PR #2, opened 2021-03-11
feat: wrap initialize sdk function

rnike:
From issue facebook/react-native-fbsdk#840

I wrap the initialize function from native, the original pr is facebook/react-native-fbsdk#841

### DIFF
--- a/README.md
+++ b/README.md
@@ -162,6 +162,34 @@ The `AppDelegate.m` file can only have one method for `openUrl`. If you're also 
 
 ## Usage
 
+### SDK Initialization
+
+The `autoInitEnabled` option is removed from [facebook-ios-sdk#v9.0.0](https://github.com/facebook/facebook-ios-sdk/blob/master/CHANGELOG.md#900). 
+
+On iOS, developers are required to initialize the sdk after app launched, implement the code below in your `AppDelegate.m`:
+
+```objective-c
+- (BOOL)application:(UIApplication *)application didFinishLaunchingWithOptions:(NSDictionary *)launchOptions
+{
+  [FBSDKApplicationDelegate initializeSDK:launchOptions]; // <- add this
+
+  // your other stuff
+}
+```
+
+Or call `Settings.initializeSDK` in anywhere else if you want the sdk to be initialized in react-native
+
+```js
+import { Platform } from 'react-native';
+import { Settings } from 'react-native-fbsdk-next';
+
+if(Platform.OS === 'ios'){
+  Settings.initializeSDK();
+}
+```
+
+> NOTE: `Settings.initializeSDK` is also functional for Android, if you want to comply with [GDPR](https://developers.facebook.com/docs/app-events/gdpr-compliance), `Settings.initializeSDK` can be called after an end user provides consent.
+
 ### [Login](https://developers.facebook.com/docs/facebook-login)
 
 #### Login Button + Access Token
--- a/README.md
+++ b/README.md
@@ -164,9 +164,27 @@ The `AppDelegate.m` file can only have one method for `openUrl`. If you're also 
 
 ### SDK Initialization
 
-The `autoInitEnabled` option is removed from [facebook-ios-sdk#v9.0.0](https://github.com/facebook/facebook-ios-sdk/blob/master/CHANGELOG.md#900). 
+To comply with Apple privacy requirements, for iOS the `autoInitEnabled` option is removed from [facebook-ios-sdk#v9.0.0](https://github.com/facebook/facebook-ios-sdk/blob/master/CHANGELOG.md#900).
 
-On iOS, developers are required to initialize the sdk after app launched, implement the code below in your `AppDelegate.m`:
+Using this module, there are two options to comply with this requirement, one is platform-neutral and can be used from your javascript code whenever it makes sense for your app, and one is native.
+
+#### Platform-neutral SDK initialization
+
+If you do not need to handle a [GDPR-type opt-in flow](https://developers.facebook.com/docs/app-events/gdpr-compliance), on iOS you should include the following javascript code as early in startup as possible. For Android auto-init is the default still, so this is not strictly necessary for Android but will work.
+
+If you need to handle a GDPR-type flow, make sure your SDK is configured natively to delay all logging activity according to [the GDPR instructions](https://developers.facebook.com/docs/app-events/gdpr-compliance), ask for user consent, and after obtaining consent include code similar to this:
+
+```js
+import { Settings } from 'react-native-fbsdk-next';
+
+// Ask for consent first if necessary
+// Possibly only do this for iOS if no need to handle a GDPR-type flow
+Settings.initializeSDK();
+```
+
+#### iOS Native Initialization
+
+If you would like to initialize the Facebook SDK even earlier in startup for iOS, you need to include this code in your AppDelegate.m file now that auto-initialization is removed.
 
 ```objective-c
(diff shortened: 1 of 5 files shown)


thebergamo:
I looks fine, but I believe it would be good to have some note in the `README.md` about it that you should do it before start using it.

mikehardy:
Yes! I believe this would stop the crash I saw and worked around by adding an AppDelegate chunk. +1 on a README note as otherwise I would have no idea, maybe even a major version bump

rnike:
README is added, any suggestions if it's not clear.

rnike:
@mikehardy I see, that's why you've added the code in `didFinishLaunchingWithOptions`.

README.md
```diff
@@ -162,6 +162,17 @@ The `AppDelegate.m` file can only have one method for `openUrl`. If you're also
...
+### SDK Initialization
+
+The `autoInitEnabled` option is removed from [facebook-ios-sdk#v9.0.0](https://github.com/facebook/facebook-ios-sdk/blob/master/CHANGELOG.md#900). On iOS, developers are required to initialize the sdk after app launched.
+
+```js
+import { Settings } from 'react-native-fbsdk';
+
+Settings.initializeSDK();
+```
+#### NOTE: This method is also functional on Android
```
thebergamo, line 174: I would just change the markdown here to use quote instead of h4.
Like this:

> NOTE: This method is also function on Android

README.md
```diff
@@ -162,6 +162,17 @@ The `AppDelegate.m` file can only have one method for `openUrl`. If you're also
 
 ## Usage
 
+### SDK Initialization
+
+The `autoInitEnabled` option is removed from [facebook-ios-sdk#v9.0.0](https://github.com/facebook/facebook-ios-sdk/blob/master/CHANGELOG.md#900). On iOS, developers are required to initialize the sdk after app launched.
+
+```js
+import { Settings } from 'react-native-fbsdk';
```
thebergamo, line 170: This is something that needs to be done earlier in the application or only when using FBSDK?
It's not that clear to me. 
For instance, I use FB only in my sign in page, can I do it only there or would it be better to do the initialization in my app.js?

thebergamo (changes requested):

thebergamo:
Besides comments, looks like there is some error in iOS build. 
@rnike Anyway, thanks for this PR, I totally forgot about it while just upgrading version.

@mikehardy I agree with you. this could be a major bump.

README.md
mikehardy: In my experience I think the app will login okay, but will crash if you run a graph request after? That was my experience when I did not put in my AppDelegate `didFinishLaunchingWithOptions` call to the FBSDK, and I **think** (unverifed / open question) `initializeSDK` would have the same effect.

I believe you would want to do it immediately unless you had a GDPR-style opt-in flow which you would have to satisfy prior to using a facebook login anyway I think?, then you would do it immediately after that

thebergamo: Yes, that was my point to maybe just to enforce the need to make it happening as earlier as possible in the implementation of their app. 

Unless of course you should obey some GDPR-style flow.

README.md
rnike: Sure, quoted text looks better for me.

README.md
rnike: @thebergamo I've got your point, let me complete the document.

rnike:
The `AutoInitEnabled` default is `true` if not set on Android. If following GDPR-style we will need to also wrap `FacebookSdk.setAutoInitEnabled` for Android ([reference](https://developers.facebook.com/docs/app-events/gdpr-compliance)).

In this pr I will be focused on sdk initialization.

thebergamo (approved):
I believe now everything looks good to me :)

rnike:
just accidentally unassigned myself, don't mine it

thebergamo:
Fixed :)

thebergamo:
Let's just wait for @mikehardy feedback on it and I'm good to merge and release it.

README.md
```diff
@@ -162,6 +162,34 @@ The `AppDelegate.m` file can only have one method for `openUrl`. If you're also
...
+import { Platform } from 'react-native';
+import { Settings } from 'react-native-fbsdk-next';
+
+if(Platform.OS === 'ios'){
+  Settings.initializeSDK();
+}
+```
+
+> NOTE: `Settings.initializeSDK` is also functional for Android, if you want to comply with [GDPR](https://developers.facebook.com/docs/app-events/gdpr-compliance), `Settings.initializeSDK` can be called after an end user provides consent.
+
```
mikehardy, line 192:
```suggestion

To comply with Apple privacy requirements, for iOS the `autoInitEnabled` option is removed from [facebook-ios-sdk#v9.0.0](https://github.com/facebook/facebook-ios-sdk/blob/master/CHANGELOG.md#900).

Using this module, here are two options to comply with this requirement, one is platform-neutral and can be used from your javascript code whenever it makes sense for your app, and one is native.

#### Platform-neutral SDK initialization

If you do not need to handle a [GDPR-type opt-in flow](https://developers.facebook.com/docs/app-events/gdpr-compliance), on iOS you should include the following javascript code as early in startup as possible. For Android auto-init is the default still, so this is not strictly necessary for Android but will work.

If you need to handle a GDPR-type flow, make sure your SDK is configured natively to delay all logging activity according to [the GDPR instructions](https://developers.facebook.com/docs/app-events/gdpr-compliance), ask for user consent, and after obtaining consent include code similar to this:

```js
import { Platform } from 'react-native';
import { Settings } from 'react-native-fbsdk-next';

// Possibly ask for consent first if necessary?
// Possibly only do this for iOS if Android is still set to auto initialize natively?
Settings.initializeSDK();
```

#### iOS Native Initialization

If you would like to initialize the Facebook SDK even earlier in startup for iOS, you need to include this code in your `AppDelegate.m` file now that auto-initialization is removed.

```objective-c
- (BOOL)application:(UIApplication *)application didFinishLaunchingWithOptions:(NSDictionary *)launchOptions
{
  [FBSDKApplicationDelegate initializeSDK:launchOptions]; // <- add this

  // your other stuff
}
```

mikehardy (commented):
I have no problems with the code (it's easy code thankfully!) but I made a suggestion to restructure the document with the idea it will nudge users to be platform-neutral and use the Javascript code. And I expanded the information about GDPR vs non-GDPR flow as I think that is the real decision point, with most having to handle GDPR style flows (voluntarily or by law) so I paid special attention to directing people how to do that so it is the same on both platforms using the platform-neutral javascript call

Words are easy to smush around though, do anything you like (or nothing at all) with the suggestion :-)

README.md
mikehardy: Unfortunately the formatting of code blocks interferes with the suggestion blocks :-( - but all the markup is correct in there

rnike: Thanks a lot, I apply almost all of the suggestion except of the js example, here's the diff
```diff
- import { Platform } from 'react-native';
import { Settings } from 'react-native-fbsdk-next';

- // Possibly ask for consent first if necessary?
- // Possibly only do this for iOS if Android is still set to auto initialize natively?
+ // Ask for consent first if necessary
+ // Possibly only do this for iOS if no need to handle a GDPR-type flow
Settings.initializeSDK();
```

mikehardy: All looks good to me! Cheers @rnike

thebergamo:
As you see, release done :)

thebergamo:
Thank you very much @rnike for your PR and the commitment into it that was wonderful and @mikehardy for reviewing and providing valuable feedback on it as well.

Work order: Report every line of the data in which "only" appears.

Task solution:
@@ -162,6 +162,34 @@ The `AppDelegate.m` file can only have one method for `openUrl`. If you're also 
@@ -164,9 +164,27 @@ The `AppDelegate.m` file can only have one method for `openUrl`. If you're also 
+// Possibly only do this for iOS if no need to handle a GDPR-type flow
@@ -162,6 +162,17 @@ The `AppDelegate.m` file can only have one method for `openUrl`. If you're also
@@ -162,6 +162,17 @@ The `AppDelegate.m` file can only have one method for `openUrl`. If you're also
thebergamo, line 170: This is something that needs to be done earlier in the application or only when using FBSDK?
For instance, I use FB only in my sign in page, can I do it only there or would it be better to do the initialization in my app.js?
@@ -162,6 +162,34 @@ The `AppDelegate.m` file can only have one method for `openUrl`. If you're also
// Possibly only do this for iOS if Android is still set to auto initialize natively?
- // Possibly only do this for iOS if Android is still set to auto initialize natively?
+ // Possibly only do this for iOS if no need to handle a GDPR-type flow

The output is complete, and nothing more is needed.